Convex Optimization Unlocks Robust Inverse RL for Uncertain Linear Systems

Researchers Duc Cuong Nguyen and Phuong Nam Dao have developed a novel convex-optimization-based framework for data-driven inverse reinforcement learning (IRL) in discrete-time linear systems, addressing both nominal and uncertain models. Traditional IRL methods rely on iterative policy/value updates, repeated matrix inversions, and often require an initial stabilizing controller—limitations that hurt numerical robustness and practical deployment. Their approach replaces these iterative loops with a semidefinite programming formulation that directly recovers an equivalent state-cost matrix and a stabilizing controller from expert trajectories. For systems with model uncertainty, they show that standard LQR costs are insufficient to represent all stabilizing target gains, prompting the introduction of a generalized LQR cost with a state–input cross term.

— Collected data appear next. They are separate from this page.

PR #3872, opened 2022-07-12
PP-8694 Expiry sweeper - skip expiring updated charges

kbottla:
## WHAT YOU DID
- Excludes charges updated within the last 5 minutes (based on config SKIP_EXPIRING_CHARGES_LAST_UPDATED_IN_SECONDS) from expiring.
  This is to allow any charges in locking (*_READY) state to complete the operation.


stephencdaly (approved):

PR #4651, opened 2023-07-25
PP-11152 Stop including legacy Worldpay creds in API response

stephencdaly:
We now always return `one_off_customer_initated` in the credentials JSON in API responses, if the credentials are stored using the new or legacy structure for one-off Worldpay credentials.

All consumers of the API now use the `one_off_customer_initated` from the API response. Stop returning `merchant_id` and `username` at the root of the credentials object if the credentials are stored with the legacy structure in the database.


src/test/java/uk/gov/pay/connector/gatewayaccountcredentials/resource/GatewayAccountCredentialsResourceIT.java
```diff
@@ -187,18 +187,15 @@ public void patchGatewayAccountCredentialsGatewayMerchantId() {
                 .then()
                 .statusCode(200)
                 .body("$", hasKey("credentials"))
-                .body("credentials", hasKey("username"))
-                .body("credentials", hasKey("merchant_id"))
-                .body("credentials", not(hasKey("password")))
+                .body("credentials", hasKey("one_off_customer_initiated"))
+                .body("credentials.one_off_customer_initiated", hasKey("username"))
+                .body("credentials.one_off_customer_initiated", hasKey("merchant_code"))
```
alexbishop1, line 192: Maybe `.body("credentials.one_off_customer_initiated", not(hasKey("password")))` if it’s not tested elsewhere?

sfount (approved):
Do we still need the properties if they're never serialised? I'm guessing there's still the option they can be used by the Connector code itself?

alexbishop1 (approved):
This should make things simpler.

src/test/java/uk/gov/pay/connector/gatewayaccountcredentials/resource/GatewayAccountCredentialsResourceIT.java
stephencdaly: It's already tested in multiple places so I left it out here

PR #4655, opened 2023-07-26
PP-11157 Finish adding support for patching Worldpay credentials

alexbishop1:
- Add a missing break statement that could have caused a nasty overwriting bug
- Make credentials for the different gateways serialise consistently, excluding null values
- Add integration tests for Worldpay credentials, splitting them out from `GatewayAccountCredentialsResourceIT` to a new `GatewayAccountCredentialsResourceWorldpayIT` class (which also includes some existing Worldpay-specific tests), which now lives alongside a `GatewayAccountCredentialsResourceWorldpay3dsFlexIT` class — while a lot of tests have moved around, only `GatewayAccountCredentialsResourceWorldpayIT` contains new tests.


stephencdaly (approved):
LGTM!

PR #4659, opened 2023-07-28
PP-11246 PACT test for failed post agreement events

james-peacock-ho:
- Add PACT test covering a request with ledger with 422 response due to missing mandatory field


SandorArpa (approved):
LGTM

PR #4660, opened 2023-07-28
PP-11152 Don't allow updating legacy credentials for Worldpay

stephencdaly:
Selfservice now uses the new PATCH paths for updating Worldpay credentials:
- `credentials/worldpay/one_off_customer_initiated`
- `credentials/worldpay/recurring_customer_initiated` 
- `credentials/worldpay/recurring_merchant_initiated`

Attempting to update credentials using the `credentials` path in a PATCH request would produce unexpected results.

Return a 400 if a PATCH request to update the credentials for a Worldpay account has `"path": "credentials"`.

Also return a 400 if POST `/v1/api/accounts/{accountId}/credentials` is called for a Worldpay account and the `credentials` field is set. Credentials are only currently included for a Stripe account when we enable PSP switch. For Worldpay accounts, we do not set credentials at this point as they are entered by the service user. Ensure an appropriate error is returned in this case to ensure we don't allow setting credentials in the legacy format.

### DIFF
--- a/.secrets.baseline
+++ b/.secrets.baseline
@@ -602,14 +602,14 @@
         "filename": "src/test/java/uk/gov/pay/connector/gatewayaccountcredentials/resource/GatewayAccountCredentialsRequestValidatorTest.java",
         "hashed_secret": "e472e4dc23e4530d4fddeb6571b1c23447ab4c24",
         "is_verified": false,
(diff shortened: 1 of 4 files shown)


SandorArpa (approved):
LGTM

Extending the method to handle model perturbations, the authors employ differentiable semidefinite programming and stochastic approximation for robust cost design over a population of uncertainties. The framework is model-free and off-policy: unknown system matrices are replaced with a regressed kernel matrix from local input–state data. Simulated on a discrete-time power system example, the technique accurately recovers expert behavior while demonstrating stronger robustness to gain-estimation errors and model mismatch than classical iterative IRL schemes. This work opens the door to practical, computationally simpler IRL for control systems where dynamics are uncertain.